Experts say small-scale investors with a few hundred dollars worth of crypto are probably OK keeping it on a mainstream exchange like Coinbase. However, if you amass thousands of dollars worth of crypto, it probably makes more sense to incorporate a wallet for additional safekeeping.
There are two types of crypto wallets, typically described as “hot wallets” and “cold wallets.”
Hot wallets are hosted, or stored online. They are secure, but more susceptible to hacking than cold storage, which is when you store crypto offline on a piece of hardware. Think of cold storage as kind of like a safe in USB-drive format. It’s more secure, but if you forget your password or lose the device, you could lose access to your money forever.
Crypto held in hot wallets is not FDIC-insured like cash in the bank. You’ll therefore want to make sure that whatever platform or wallet you store your crypto in has robust security measures, including:
- Two-factor authentication
- Storing a portion of holdings in its own cold storage
- Private insurance policies in case of theft or hacking (separate from FDIC insurance)

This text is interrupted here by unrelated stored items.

PR #421, opened 2026-08-26
Extension: index scrap deduplication

spencerc99:
## Summary

- persist each valid scrap's canonical identity in IndexedDB and index it with a non-unique `canonicalScrapKey` index
- remove the MV3 worker's lazy full-archive scan and keep canonical existence checks plus accepted writes in one read-write transaction
- pre-deduplicate incoming batches and update aggregates only for accepted event rows

## Migration

IndexedDB schema v12 creates the non-unique index and backfills canonical keys for existing `element` rows once during upgrade. The migration does not delete or collapse historical duplicates; every duplicate remains stored and indexed. A non-unique index lets any retained duplicate continue to block later copies. IndexedDB automatically removes index entries when clear or prune deletes the underlying event.

The canonical field remains storage-internal and is stripped from queries/uploads. If canonical identity semantics change later, the stored keys will require another schema migration.

## Forced MV3 restart benchmark

Real Chrome MV3 artifact, extension-origin IndexedDB, forced service-worker target close, then first `STORE_EVENTS` response; three isolated-profile runs per scale.

| Stored scraps | Before | After |
| --- | --- | --- |
| 0 | 19.886–23.639 ms | 26.503, 29.190, 31.267 ms |
| 1,000 | 20.593–21.277 ms | 12.083, 12.088, 13.117 ms |
| 10,000 | 108.644–113.462 ms | 27.109, 29.689, 30.206 ms |

The first-write cost no longer grows with the 10,000-row archive. All nine writes returned `{ success: true }`.

## Tests

- `bun run build-packages`
- `bun run test:extension` — 136 files, 883 tests
- `bun run check:extension`
- `bun run build-extension`
- focused real IndexedDB coverage for fresh stores, v11 archive migration, preserved duplicate rows, same-batch duplicates, concurrent transactions, canonical identity semantics, prune/clear lifecycle, internal-field stripping, and aggregate counts

No screenshot is included because this changes no visual surface. No `PENDING.md` entry is included because this is an internal storage performance fix rather than a user-facing release-note item.


spencerc99:
## Code review

- **P1 — Preserve the canonical backfill when skipping older schema versions** ([LocalEventStore.ts:602-653](https://github.com/spencerc99/playhtml/blob/ed0a6fafd2cf6215e1ea7950eeae50c7ff7b89a5/extension/src/storage/LocalEventStore.ts#L602-L653))

  The new version-12 cursor and the existing version-9 upload-state cursor can both read and update the same event during one upgrade. For databases at version 8 or earlier, the later upload-state update writes the stale row it read before the canonical update, removing canonicalScrapKey. I reproduced this with a valid version-8 database containing one image scrap: after LocalEventStore upgraded it to version 12, the row had uploadState=pending but the canonicalScrapKey index count was 0. That archived scrap therefore does not block the next duplicate, contrary to the migration guarantee. Combine these field migrations into one cursor update, or explicitly sequence the canonical backfill after the earlier cursor completes, and cover a skipped version-8-to-12 upgrade.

Keep Track of Your Wallet Keys
You only get one unique key to access your wallet, says Mac Gardner, a Florida-based certified financial planner and founder of FinLit Tech. Losing your key or having it stolen could mean losing the crypto altogether.
“You need to have a lot of control around getting access to [your wallet key.] It’s not a thing where you can forget your username and password if you don’t write it down,” Gardner says. “Each code has a process and a certain number of characters. It’s extremely personalized because of this virtual space. If it wasn’t, anybody could go in there and then grab your stuff, right?”
You should report fraud and other suspicious activity involving cryptocurrency to the following bureaus using these links:
- The FTC: ReportFraud.ftc.gov
- The Commodity Futures Trading Commission (CFTC) at CFTC.gov/complaint
- The U.S. Securities and Exchange Commission (SEC) at sec.gov/tcr
- If the fraud involves extortion or blackmail, you can also go to the FBI.
Also don’t forget to report the fraud to whatever crypto exchange you used to complete the crypto transaction whenever you suspect or have evidence that bad actors are at play.